Harmonizing Data Sharing Efforts towards a Federated Data Model
Alejandro Sweet-Cordero, MD, University of California, San Francisco
Richard Gorlick, MD, MD Anderson Cancer Center
A significant barrier to progress in studying pediatric cancer and in the design of novel precision medicine clinical trials is that it is not currently possible to visualize all research data in one place. This is because it is located in individual labs and in many separate databases, some of which are difficult to access due to procedural, regulatory, reporting and standardization issues. To maximize the success of pediatric cancer research, barriers to data access and sharing must be minimized. Through its support of pediatric cancer research, ALSF makes possible much-needed advances in the field, and the Crazy 8 Initiative is accelerating this work. As one important example, fusion-negative sarcomas are a diverse and understudied subset of pediatric cancers. To date, several different groups have performed comprehensive sequencing of osteosarcoma (OS) and embryonal rhabdomyosarcoma (ERMS). Our collaborators, Drs. Sweet-Cordero and Gorlick, propose to build a public resource that will allow for visualization and data sharing of all available ERMS and OS sequencing data in order to address this significant problem.
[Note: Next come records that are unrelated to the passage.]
PR #732, opened 2022-06-07
can filter out ipv6 addresses

zhuker:
If you construct peer connection like below, ipv6 addresses will not be gathered
```
pc = RTCPeerConnection(use_ipv6=False)
```


fippo:
see also the discussion in https://github.com/w3c/webrtc-extensions/issues/138

PR #737, opened 2022-06-17
fix: finish audio track in exception

rprata:


jlaine:
Thanks.. I'm not sure how we missed this?

PR #757, opened 2022-08-15
Create an interface for all signaling implementations

mglettig:
This will make it easier to inject a custom signalling class.


rprata:
Could you create a example with this feature?

Issue #776, opened 2022-09-28
Slow sending messages with data channels


le-chat:
When I try to send 10 messages per second in datachannel I observe that messages are sent much slower, at 5 message per second.

I did a docker example to reproduce: https://gist.github.com/le-chat/844272e8d0f91dcbb61ba98ca635cd6b

From logs:
```
08:32:51.808407 sent №100, buffered 1750, queues: _sent 1, _outbound 0, _data_channel 50; _flight_size 35
08:33:01.895772 sent №200, buffered 3600, queues: _sent 1, _outbound 1, _data_channel 100; _flight_size 35
08:33:01.982040, 100 received: №99 at 2022-09-28 08:32:51.808277 (buffered 0)
08:33:11.973638 sent №300, buffered 5436, queues: _sent 1, _outbound 0, _data_channel 151; _flight_size 36
08:33:22.056580 sent №400, buffered 7200, queues: _sent 1, _outbound 1, _data_channel 200; _flight_size 36
08:33:22.160382, 200 received: №199 at 2022-09-28 08:33:01.895633 (buffered 0)
08:33:32.146720 sent №500, buffered 9036, queues: _sent 1, _outbound 0, _data_channel 251; _flight_size 36
08:33:42.228501 sent №600, buffered 10836, queues: _sent 1, _outbound 1, _data_channel 301; _flight_size 36
08:33:42.523312, 300 received: №299 at 2022-09-28 08:33:11.973609 (buffered 0)
08:33:52.314587 sent №700, buffered 12672, queues: _sent 1, _outbound 0, _data_channel 352; _flight_size 36
```
we can see messages are stuck on `_data_channel_queue`, though flight size is low and both `_outbound_queue` and `_sent_queue` are almost empty.

It looks like the second check in https://github.com/aiortc/aiortc/blob/1.3.2/src/aiortc/rtcsctptransport.py#L1651 erroneously breaks the loop in the very beginning and is redundant.

DerGenaue:
We have the same issue:
We try to send data for every frame which fails at 30fps

jlaine:
Isn't this a duplicate of #547 ?

DerGenaue:
This issue is about the datachannel only being able to send 10 messages per second;
the other issue is about the messages being delayed in some scenarios (aka. as soon as another message is already in flight)

PR #777, opened 2022-09-28
Fix slow datachannel sending (fixes: #776)

le-chat:
It looks like the second check in https://github.com/aiortc/aiortc/blob/1.3.2/src/aiortc/rtcsctptransport.py#L1651 erroneously breaks the loop in the very beginning and is redundant.

### DIFF
--- a/src/aiortc/rtcsctptransport.py
+++ b/src/aiortc/rtcsctptransport.py
@@ -1648,7 +1648,7 @@ class RTCSctpTransport(AsyncIOEventEmitter):
         if self._association_state != self.State.ESTABLISHED:
             return
 
-        while self._data_channel_queue and not self._outbound_queue:
+        while self._data_channel_queue:
             channel, protocol, user_data = self._data_channel_queue.popleft()
 
             # register channel if necessary


jlaine:
Interesting, is there any way we can have an explicit test which captures this condition?

jlaine:
I *think* the logic here was to avoid blindly pulling data from the DataChannel down to the SCTP buffers, otherwise the datachannel layer has no idea there is a backlog further down the stack.

Furthermore, `_data_channel_flush` should be called again once the remote party acknowledges some data with a SACK.

I don't think this change should go in as-is.

le-chat:
Does not check in `RTCSctpTransport._transmit` for `_flisght_size` (https://github.com/aiortc/aiortc/blob/1.3.2/src/aiortc/rtcsctptransport.py#L1542) provide such «idea there is a backlog further down the stack»?

And is it necessary to have one SACK for each datachannel message?

jlaine:
> Does not check in `RTCSctpTransport._transmit` for `_flisght_size` (https://github.com/aiortc/aiortc/blob/1.3.2/src/aiortc/rtcsctptransport.py#L1542) provide such «idea there is a backlog further down the stack»?

The line you point to determines when we take data from the SCTP buffer and send it out on the network. A simplified picture is:

`(DATA CHANNEL buffer) => (SCTP buffer) => network`

The API user only interacts with the data channel, so their only visible metric is `RTCDataChannel.bufferedAmount`. If we unconditionally pull data from the data channel and shove it into the SCTP buffer, the API user will have no information at all: no data will be buffered at the data channel layer.

> And is it necessary to have one SACK for each datachannel message?

SACK is an SCTP concept, not datachannel. However you do have a point here: SACK is a *selective* ACK, there is no requirement that each chunk should be immediately acknowledged, only *eventually* acknowledged within 500ms of reception:

https://datatracker.ietf.org/doc/html/rfc2960#section-6.2

Anyway back to the PR: we need to dig a bit further and understand why your PR leads to an improvement. Instead of completely removing `not self._outbound_queue`, what happens if you replace it by something like `len(self._outbound_queue) < SOMENUMBER`?

Also can we agree on a specific benchmark?

jlaine:
Thanks for this great summary! As you can probably tell, the various queues try to separate the "layers" (DataChannel vs SCTP), as it's likely SCTP might not be the only transport in the future for data channels.

>     * or maybe we need call `RTCSctpTransport._data_channel_flush()` when `_outbound_queue` becomes empty, i.e. after `RTCSctpTransport._transmit()` (looks the best: checks for `_flight_size` and for `not self._outbound_queue` ensure that messages are kept in `_data_channel_queue` when network is busy, but latency is minimal when sctp layer comes back again)

OK this is interesting, this means we have no feedback loop for the SCTP layer to inform the DataChannel layer that it can try pushing more data down? This looks like a good place to attempt a change. The "workaround" I suggested earlier is really a hack, as there is probably never going to be a "right" threshold on `_outbound_queue` since it's a number of "chunks" not an actual data size.

DerGenaue:
I did some local testing and in my tests, `transmit` only ever got called from `_receive_sack_chunk()` because when in the `_send()` function, `_t3_handle` is basically always active, so transmit doesn't get called.
This means that new messages only got flushed out of the `_outbound_queue` whenever feedback arrived and not if new messages are queued and there is still space free on the wire.

Suggested fix: in `rctsctptransport.py` `_send(..` (`~L.1330`) remove the `if` and instead always call `self._transmit()`.
As far as I understand it, `_t3_handle` timer is meant to handle abortion & retransmits of non-acknowledged data chunks and NOT meant to lock down transmission of data.
`_transmit()` internally handles the maximum amount of in-flight packages and if that overflows, the `_outbound_queue` will not get cleared and thus the `_data_channel_queue` also will start filling up and all the feedback will work like intended.

This modification has the additional benefit of sending out messages immediately if there is still network available without waiting for the next feedback compared to the `Flush` patch.

`_flight_size` being several hundreds is completely ok; it is limited to `self._cwnd = 3 * USERDATA_MAX_LENGTH` which is equal to `3600` bytes.
This limits the data channel by transmitted bytes instead of number of messages, which is correct imo

le-chat:
I've added suggested by DerGenue patch to my gist (you may run `docker run -it --rm aiortc-report ./run.sh local always-transmit` or `docker run -it --rm aiortc-report ./run.sh janus always-transmit`) and from these tests it looks really like the best solution. I will try it with our main application later.

le-chat:
I tried DerGenue's patch with our application code yesterday and though it seems to improve a situation, sometimes I am still getting those `Consent to send expired` messages, after which datachannel closes. Not sure if this relates only to discussed problem, may be it is (also) a bug in `aioice` (because in logs I see consent response arrived timely, much earlier than in 30 second interval mandated by RFC 7675).

le-chat:
In our application it usually takes 12–15 minutes, my previous minimal reproducible example does not seem to capture this problem with your patch, only a full application.

Alas, I don't have more time for further investigation and am going to use another transport.

DerGenaue:
I think I was able to reproduce your issue in a slightly different form:
The sample code has a ping feature where it regularly measures the datachannel ping and that slowly increases over time, even on a local host from ~2ms to 2000ms after some time.
Probably that cumulates until it triggers the Consent expiry problem

DerGenaue:
Turns out what I saw was a fluke where the JS test code printed the ping to a ever increasing log and the print between fetching the timestamp and sending the message to the network was what created the ever-increasing ping times 🙈 

Now at least I know how to open up WebRTC connections in Wireshark (PRs incoming)...

I'm currently only able to reproduce the Consent Expiry Problem by overloading the client with messages (10k per second).
I'll investigate this a bit more to see if this could be the cause

le-chat:
It may be related to https://github.com/aiortc/aioice/issues/58 or something else in aioice. In logs I have seen that consent confirmations were arriving in time but aiortc still thought it is expired. From the code it is not obvious whether aioice accepts confirmations with older transaction id than it last sent (RFC allows this, and janus seems to do so).

DerGenaue:
How much load is there on your system?
For me it was the case that the single-threaded python gets overloaded and then the send buffers become huge.
The code that sends out consent stuff throws it on the pile, but it never makes it to the network because there are a thousand messages queued before it.
Inbound messages get through within milliseconds, though.
Be aware that the other system does also request consent; so this goes both ways.
Are you sure the "confirmations" belong to the transactions aiortc sent?
I hacked in a small log in the request method so I can see how long each took to get confirmed.
Consent Transactions currently time out after 500ms as far as I can see; so that is quite short and responses that come later get ignored.

jlaine:
I have merged #795 which I am much more comfortable with.

PR #783, opened 2022-10-16
warn users webcam.py example may not work with firefox on local network

jensbjorgensen:
comment-only


jlaine:
If you really want users to see this warning, wouldn't the example's README be a better place?

jensbjorgensen:
sure, if you prefer. I'm not sure I read the README myself ;-). branch is updated

jlaine:
Thanks for your patience, I finally got round to merging this.

PR #317, opened 2023-12-06
made few roles unable to spawn in dlekS

ryuk201198:
made arsonist, spellcaster and hexmaster unable to spawn if switch mode is set to vent

### DIFF
--- a/Modules/CustomRoleSelector.cs
+++ b/Modules/CustomRoleSelector.cs
@@ -95,7 +95,10 @@ internal class CustomRoleSelector
                     or CustomRoles.Lighter
                     or CustomRoles.Chameleon
                     or CustomRoles.Mario // Vector
-                    or CustomRoles.Wraith) continue;
+                    or CustomRoles.Wraith
+                    or CustomRoles.Arsonist) continue;
+                if (role == CustomRoles.Witch && (Witch.SwitchTrigger)Witch.ModeSwitchAction.GetValue() == Witch.SwitchTrigger.Vent || // Spellcaster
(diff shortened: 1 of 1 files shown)


Modules/CustomRoleSelector.cs
```diff
@@ -95,7 +95,10 @@ or CustomRoles.TimeMaster
                     or CustomRoles.Lighter
                     or CustomRoles.Chameleon
                     or CustomRoles.Mario // Vector
-                    or CustomRoles.Wraith) continue;
+                    or CustomRoles.Wraith
+                    or CustomRoles.Arsonist) continue;
```
Tommy-XL, line 99: Arsonist was been fixed on this map so he can appear on this map

ryuk201198: wdym? arsonist needs to vent after dousing everyone, right?

Tommy-XL: Yes, but only once, when all players are doused

ryuk201198: so how is arsonist going to vent?
Also what about the setting where it can vent to kill set amount of players?

Tommy-XL: Vents is only partially broken, but not completely

Tommy-XL: > so how is arsonist going to vent? Also what about the setting where it can vent to kill set amount of players?

Damn, I forgot he can do that :/

Tommy-XL (approved):

Modules/CustomRoleSelector.cs
Tommy-XL: Fix it later

PR #328, opened 2023-12-11
Revert changes in HGK

NikoCat233:
1. Sorry i misunderstood shieldpersondeadfirst
2. Comment out EAC check name bcz its broken
3. Change result flags in rpc guard kill bcz FailedProtected is what vanilla does and its much safer


NikoCat233:
Note that playerid and client id may change when a player rejoin the room
So use hash puid

Tommy-XL (approved):

PR #329, opened 2023-12-12
Improve meeting hud check

NikoCat233:
Patch CastVote and do rpcclearvote there

1. Patch dictator vote solsticer
2. Patch player from voting a dead player (guessed), and should return the vote if target is dead or null
3. Improve the logic to skip vote finished checks


NikoCat233:
Forget to return true in cast vote for non host
help me add it pls

Tommy-XL (approved):

PR #342, opened 2023-12-15
Addon Silent

NikoCat233:
EZ code
changed repairman namespace to addons.common

PR #344, opened 2023-12-16
New addon Mundane

ryuk201198:


NikoCat233:
Ryuk are u crazy...

ryuk201198:
> Ryuk are u crazy... Imagine 5 roles in a week

lmao have to open up the role ideas to everyone, It has been too long since it has been restricted for few people

Roles/AddOns/Common/Mundane.cs
```diff
@@ -0,0 +1,25 @@
+﻿using static TOHE.Options;
+
+namespace TOHE.Roles.AddOns.Common
+{
+    public static class Mundane
+    {
+        private static readonly int Id = 26600;
```
Tommy-XL, line 7: Need to change to 26700 since 26600 is already used in #342

PR #346, opened 2023-12-16
new role guess master and added doomsayer and solsticer to divinator check list

ryuk201198:
Please Review

merge after #348


Roles/Crewmate/GuessMaster.cs
```diff
@@ -0,0 +1,56 @@
+﻿using System.Collections.Generic;
+using static TOHE.Translator;
+
+namespace TOHE.Roles.Crewmate
+{
+    public static class GuessMaster
+    {
+        private static readonly int Id = 26700;
```
Tommy-XL, line 8: Well, same need to change to 26800 since 26700 is already will be used in #344

PR #376, opened 2023-12-24
Add Kamikaze

Ultradragon005:
brb have to also add the other files


Ultradragon005:
Please review

LezaiYa:
Please wait for the next development before adding new roles.

NikoCat233:
Also pls add your role in divatator results

Roles/Impostor/Kamikaze.cs
```diff
@@ -0,0 +1,130 @@
...
+    {
+        
+        var KamiId = reader.ReadByte();
+        var targetId = reader.ReadByte();
+        byte KillerIdo = reader.ReadByte();
+        int Limit = reader.ReadInt32();
+        
+        KamikazedList[targetId] = KamiId;
+        MarkedLim.Add(KillerIdo, Limit);
+        MarkedLim[KillerIdo] = Limit;
```
Gurge44, line 76: You can remove the .Add statement as the statement after it does the same but without exceptions

Roles/Impostor/Kamikaze.cs
```diff
@@ -0,0 +1,130 @@
...
+        {
+            KamikazedList.Remove(kamikameha.PlayerId);
+        }
+        else if(CheckKamiDeath)
+        {
+            foreach (var alivePlayer in Main.AllAlivePlayerControls)
+            {
+                Main.PlayerStates[kamikameha.PlayerId].deathReason = PlayerState.DeathReason.Targeted;
+                alivePlayer.RpcMurderPlayerV3(kamikameha);
+            }
```
Gurge44, line 93: Why do all alive players murder this one single player?!

Patches/PlayerControlPatch.cs
```diff
@@ -2504,6 +2507,8 @@ public static void Postfix(PlayerControl __instance)
             LocateArrow.OnFixedUpdate(player);
         }
 
+        if (Kamikaze.IsEnable)
+            Kamikaze.MurderKamikazedPlayers(player);
```
Gurge44, line 2511: As this isn't a priority, put this into`if (!lowLoad)` and this should only run on the host's side, so move it into `if (AmongUsClient.Instance.AmHost)`

Roles/Impostor/Kamikaze.cs
```diff
@@ -0,0 +1,130 @@
...
+using UnityEngine;
+using static TOHE.Options;
+using static TOHE.Translator;
+
+namespace TOHE.Roles.Impostor;
+
+public static class Kamikaze
+{
+    private static readonly int Id = 26900;
+    public static List<byte> MaxMarked = new();
```
Gurge44, line 15: I couldn't find any use for this list, what is the purpose of it exactly?

Roles/Impostor/Kamikaze.cs
Ultradragon005: OH RIGHT, I forgot to check if aliveplayer corresponds with kamikameha player. Fixed now.

0xDrMoe:
Is this ready?

Ultradragon005:
> Is this ready?

yup!

PR #377, opened 2023-12-25
Auto Rehost for debugger Usage

NikoCat233:
This feature may be back to InnerSloth's Policy
So only limit to debug usage

Only functions as host disconnect and not ExitGame
Use keybind LeftShift + C to cancel a rehost countdown
Also U can cancel host side auto play again with LeftShift + C

### DIFF
--- a/Patches/ClientOptionsPatch.cs
+++ b/Patches/ClientOptionsPatch.cs
@@ -23,8 +23,9 @@ public static class OptionsMenuBehaviourStartPatch
     private static ClientOptionItem SwitchVanilla;
 #if DEBUG
     private static ClientOptionItem VersionCheat;
+    private static ClientOptionItem GodMode;
+    private static ClientOptionItem AutoRehost;
 #endif
-    //private static ClientOptionItem GodMode;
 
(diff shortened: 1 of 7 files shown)


Ultradragon005:
mega OP OP

Tommy-XL:
I think it's better to leave this for the next dev version

Tommy-XL (approved):

0xDrMoe:
Is this ready?

Patches/ClientOptionsPatch.cs
```diff
@@ -23,8 +23,9 @@ public static class OptionsMenuBehaviourStartPatch
     private static ClientOptionItem SwitchVanilla;
 #if DEBUG
     private static ClientOptionItem VersionCheat;
+    private static ClientOptionItem GodMode;
+    private static ClientOptionItem AutoRehost;
 #endif
```
Tommy-XL, line 28: If dev versions are built as debug, then these settings will appear for users of the dev version

NikoCat233: I dont think we are building debug...

PR #378, opened 2023-12-27
Change flags in rpcguardandkill

NikoCat233:
To declare to client that this call is sent by host


Tommy-XL (approved):

NikoCat233:
WTF you are too fast

PR #383, opened 2023-12-30
Encode role log and bug fix

hs233666:
1. encode role log with DES
2. /dump now will be logged by host with rpc calls

3. Fixed /v sometimes not working


Tommy-XL:
I think merge this after the release version

0xDrMoe:
I disagree @Tommy-XL I think it should be in this version

Tommy-XL (approved):

PR #399, opened 2024-01-03
Support Vanilla Hide&Seek & Fix Vents On Dleks Map

Tommy-XL:
1. Support Vanilla Hide&Seek
2. Fixed Vents On Dleks Map (For Modded)


Modules/TemplateManager.cs
```diff
@@ -119,7 +134,11 @@ public static void SendTemplate(string str = "", byte playerId = 0xff, bool noEr
             playerName = () => Main.AllPlayerNames[playerId];   
         }
 
-        _replaceDictionary["PlayerName"] = playerName;
+        //if (GameStates.IsNormalGame)
+            _replaceDictionaryNormalOptions["PlayerName"] = playerName;
+        //else if (GameStates.IsHideNSeek)
+            _replaceDictionaryHideNSeekOptions["PlayerName"] = playerName;
+
```
Tommy-XL, line 141: For some reason, when creating a lobby, `"PlayerName"` is null
Need to find a solution to the problem

Tommy-XL:
399 PR, Pog

Modules/TemplateManager.cs
Tommy-XL: I found out that this only happens when creating a local lobby, I don’t know why, lol

Tommy-XL:
I can say that at this stage H&S is at the testing stage

Tommy-XL:
> What roles do we support in hide n seek?

I don't plan to support any roles in H&S at all, Just some settings that work well in H&S

Tommy-XL:
like Decon time, Random maps, Disable ZipLine etc.

Modules/TemplateManager.cs
Tommy-XL: Fixed

NikoCat233:
> > like Decon time, Random maps, Disable ZipLine etc.
> 
> can you straight up disable decon, like make both doors permanently open

This isnt possible.
IS dont provide a flag to open both door

0xDrMoe:
ETA on this?

Tommy-XL:
I think everything is ready

Tommy-XL:
> I think everything is ready

Nope, lol

Tommy-XL:
Now done
(Also in the future need to fix random spawn as the positions of the cards have been changed)

PR #411, opened 2024-01-06
Fuck up Version Check

NikoCat233:
Change version check from using playerId to using client Id
Bcz client id is unique

Fix On Host Disconnect action not working
How superising! This bug exists since tohe 2.3.6


0xDrMoe:
Ready to pull?

NikoCat233:
Ready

Because we have experience with creating a similar public resource for the uniform processing and sharing of pediatric RNA sequencing data, we propose to: assist in harmonizing useful clinical metadata; offer standardization approaches for data dictionaries in the ERMS and OS public resource, link the data from the resource with other data from the same donors in other repositories and databases, and develop language for access and use agreements that are minimally burdensome on researchers.